PR #946, opened 2024-10-11
fix: 16-bit hexadecimal formatting for XCTC span IDs

### LINKED ISSUE #942: Span ID reported when "X-Cloud-Trace-Context" is used is incorrect
For Googlers: motivating details / context can be found in Buganizer issue # 367762417 

#### Steps to reproduce

  1. Execute in an environment in which tracing context has been supplied via `X-Cloud-Trace-Context`.

#### Observed

  The `LogEntry` that is created contains a `span_id` that is incorrect.
  
  Note that `LogEntry.span_id` should be the hexadecimal encoding of the span ID, whereas `X-Cloud-Trace-Context` (unlike `traceparent`) encodes the `span_id` in decimal format.

#### Expected

 The `LogEntry.span_id` field should be populated with the canonical (hexadecimal) representation of the span ID.

gkevinzheng:
Fixes #942 

Also updated link to comment for XCTC formatting, as that seems to have been moved prior.

### DIFF
--- a/google/cloud/logging_v2/handlers/_helpers.py
+++ b/google/cloud/logging_v2/handlers/_helpers.py
@@ -199,15 +199,14 @@ def _parse_xcloud_trace(header):
             trace_sampled = match.group(5) == "1"
 
             # Convert the span ID to 16-bit hexadecimal instead of decimal
-            if span_id is not None:
-                try:
-                    span_id_int = int(span_id)
-                    if span_id_int > 0 and span_id_int < 2**64:
-                        span_id = f"{span_id_int:016x}"
-                    else:
-                        span_id = None
-                except ValueError:
+            try:
+                span_id_int = int(span_id)
+                if span_id_int > 0 and span_id_int < 2 ** 64:
+                    span_id = f"{span_id_int:016x}"
+                else:
                     span_id = None
+            except (ValueError, TypeError):
+                span_id = None
 
         except IndexError:
             pass
--- a/google/cloud/logging_v2/handlers/_helpers.py
+++ b/google/cloud/logging_v2/handlers/_helpers.py
@@ -174,13 +174,22 @@ def _parse_xcloud_trace(header):
     Args:
         header (str): the string extracted from the X_CLOUD_TRACE header
     Returns:
-        Tuple[Optional[dict], Optional[str], bool]:
+        Tuple[Optional[str], Optional[str], bool]:
             The trace_id, span_id and trace_sampled extracted from the header
             Each field will be None if not found.
     """
     trace_id = span_id = None
     trace_sampled = False
-    # see https://cloud.google.com/trace/docs/setup for X-Cloud-Trace_Context format
+
+    # As per the format described at https://cloud.google.com/trace/docs/trace-context#legacy-http-header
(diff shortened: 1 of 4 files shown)


google/cloud/logging_v2/handlers/_helpers.py
```diff
@@ -174,20 +174,41 @@ def _parse_xcloud_trace(header):
...
             trace_sampled = match.group(5) == "1"
+
+            # Convert the span ID to 16-bit hexadecimal instead of decimal
+            if span_id is not None:
+                try:
+                    span_id_int = int(span_id)
+                    if span_id_int > 0 and span_id_int < 2**64:
+                        span_id = f"{span_id_int:016x}"
+                    else:
+                        span_id = None
```
daniel-sanche, line 208: nit: maybe raise an exception here, since we already have the try/catch?

```
try:
    span_id_int = int(span_id)
    if span_id_int < 0 or span_id_int > 2**64:
        raise ValueError("span_id outside valid range")
    span_id = f"{span_id_int:016x}"
except ValueError:
    span_id = None
```

daniel-sanche (approved):

google/cloud/logging_v2/handlers/_helpers.py
```diff
@@ -174,20 +174,41 @@ def _parse_xcloud_trace(header):
...
         try:
             regex = r"([\w-]+)?(\/?([\w-]+))?(;?o=(\d))?"
             match = re.match(regex, header)
             trace_id = match.group(1)
             span_id = match.group(3)
             trace_sampled = match.group(5) == "1"
+
+            # Convert the span ID to 16-bit hexadecimal instead of decimal
+            if span_id is not None:
+                try:
```
michaelsafyan: You have a lot of layers of nesting here... consider splitting this up into multiple smaller helper functions. For example:

```
   xctc_trace_id, xctc_span_id, xctc_options = _parse_xct_header(header)
   trace_id = _validate_and_normalize_xctc_trace_id(xctc_trace_id)
   span_id = _validate_and_normalize_xctc_span_id(xctc_span_id)
   sampled = _extract_should_sample_from_xctc_option(xctc_options)
```

google/cloud/logging_v2/handlers/_helpers.py
michaelsafyan: If parts of the header fail to validate, you may want to consider making it more obvious that this has happened. Consider some form of debug logging or other tracking if not propagated an error to the caller.

tests/unit/handlers/test__helpers.py
```diff
@@ -501,43 +507,62 @@ def test_no_span(self):
...
         self.assertEqual(span_id, expected_span)
         self.assertEqual(sampled, False)
 
+    def test_with_span_decimal_not_in_bounds(self):
+        input_spans = ["0", "9" * 100]
+
+        for input_span in input_spans:
+            expected_trace = "12345"
+            input_span = "67890"
+            expected_span = "10932".zfill(16)
```
michaelsafyan, line 534: Why is this the expected span when the input span is invalid? Shouldn't the expected span be None?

▶ [Assignment] Every entry must be retyped in full, exactly as given.

▶ [Result below]
PR #946, opened 2024-10-11
fix: 16-bit hexadecimal formatting for XCTC span IDs

### LINKED ISSUE #942: Span ID reported when "X-Cloud-Trace-Context" is used is incorrect
For Googlers: motivating details / context can be found in Buganizer issue # 367762417 

#### Steps to reproduce

  1. Execute in an environment in which tracing context has been supplied via `X-Cloud-Trace-Context`.

#### Observed

  The `LogEntry` that is created contains a `span_id` that is incorrect.
  
  Note that `LogEntry.span_id` should be the hexadecimal encoding of the span ID, whereas `X-Cloud-Trace-Context` (unlike `traceparent`) encodes the `span_id` in decimal format.

#### Expected

 The `LogEntry.span_id` field should be populated with the canonical (hexadecimal) representation of the span ID.

gkevinzheng:
Fixes #942 

Also updated link to comment for XCTC formatting, as that seems to have been moved prior.

### DIFF
--- a/google/cloud/logging_v2/handlers/_helpers.py
+++ b/google/cloud/logging_v2/handlers/_helpers.py
@@ -199,15 +199,14 @@ def _parse_xcloud_trace(header):
             trace_sampled = match.group(5) == "1"
 
             # Convert the span ID to 16-bit hexadecimal instead of decimal
-            if span_id is not None:
-                try:
-                    span_id_int = int(span_id)
-                    if span_id_int > 0 and span_id_int < 2**64:
-                        span_id = f"{span_id_int:016x}"
-                    else:
-                        span_id = None
-                except ValueError:
+            try:
+                span_id_int = int(span_id)
+                if span_id_int > 0 and span_id_int < 2 ** 64:
+                    span_id = f"{span_id_int:016x}"
+                else:
                     span_id = None
+            except (ValueError, TypeError):
+                span_id = None
 
         except IndexError:
             pass
--- a/google/cloud/logging_v2/handlers/_helpers.py
+++ b/google/cloud/logging_v2/handlers/_helpers.py
@@ -174,13 +174,22 @@ def _parse_xcloud_trace(header):
     Args:
         header (str): the string extracted from the X_CLOUD_TRACE header
     Returns:
-        Tuple[Optional[dict], Optional[str], bool]:
+        Tuple[Optional[str], Optional[str], bool]:
             The trace_id, span_id and trace_sampled extracted from the header
             Each field will be None if not found.
     """
     trace_id = span_id = None
     trace_sampled = False
-    # see https://cloud.google.com/trace/docs/setup for X-Cloud-Trace_Context format
+
+    # As per the format described at https://cloud.google.com/trace/docs/trace-context#legacy-http-header
(diff shortened: 1 of 4 files shown)


google/cloud/logging_v2/handlers/_helpers.py
```diff
@@ -174,20 +174,41 @@ def _parse_xcloud_trace(header):
...
             trace_sampled = match.group(5) == "1"
+
+            # Convert the span ID to 16-bit hexadecimal instead of decimal
+            if span_id is not None:
+                try:
+                    span_id_int = int(span_id)
+                    if span_id_int > 0 and span_id_int < 2**64:
+                        span_id = f"{span_id_int:016x}"
+                    else:
+                        span_id = None
```
daniel-sanche, line 208: nit: maybe raise an exception here, since we already have the try/catch?

```
try:
    span_id_int = int(span_id)
    if span_id_int < 0 or span_id_int > 2**64:
        raise ValueError("span_id outside valid range")
    span_id = f"{span_id_int:016x}"
except ValueError:
    span_id = None
```

daniel-sanche (approved):

google/cloud/logging_v2/handlers/_helpers.py
```diff
@@ -174,20 +174,41 @@ def _parse_xcloud_trace(header):
...
         try:
             regex = r"([\w-]+)?(\/?([\w-]+))?(;?o=(\d))?"
             match = re.match(regex, header)
             trace_id = match.group(1)
             span_id = match.group(3)
             trace_sampled = match.group(5) == "1"
+
+            # Convert the span ID to 16-bit hexadecimal instead of decimal
+            if span_id is not None:
+                try:
```
michaelsafyan: You have a lot of layers of nesting here... consider splitting this up into multiple smaller helper functions. For example:

```
   xctc_trace_id, xctc_span_id, xctc_options = _parse_xct_header(header)
   trace_id = _validate_and_normalize_xctc_trace_id(xctc_trace_id)
   span_id = _validate_and_normalize_xctc_span_id(xctc_span_id)
   sampled = _extract_should_sample_from_xctc_option(xctc_options)
```

google/cloud/logging_v2/handlers/_helpers.py
michaelsafyan: If parts of the header fail to validate, you may want to consider making it more obvious that this has happened. Consider some form of debug logging or other tracking if not propagated an error to the caller.

tests/unit/handlers/test__helpers.py
```diff
@@ -501,43 +507,62 @@ def test_no_span(self):
...
         self.assertEqual(span_id, expected_span)
         self.assertEqual(sampled, False)
 
+    def test_with_span_decimal_not_in_bounds(self):
+        input_spans = ["0", "9" * 100]
+
+        for input_span in input_spans:
+            expected_trace = "12345"
+            input_span = "67890"
+            expected_span = "10932".zfill(16)
```
michaelsafyan, line 534: Why is this the expected span when the input span is invalid? Shouldn't the expected span be None?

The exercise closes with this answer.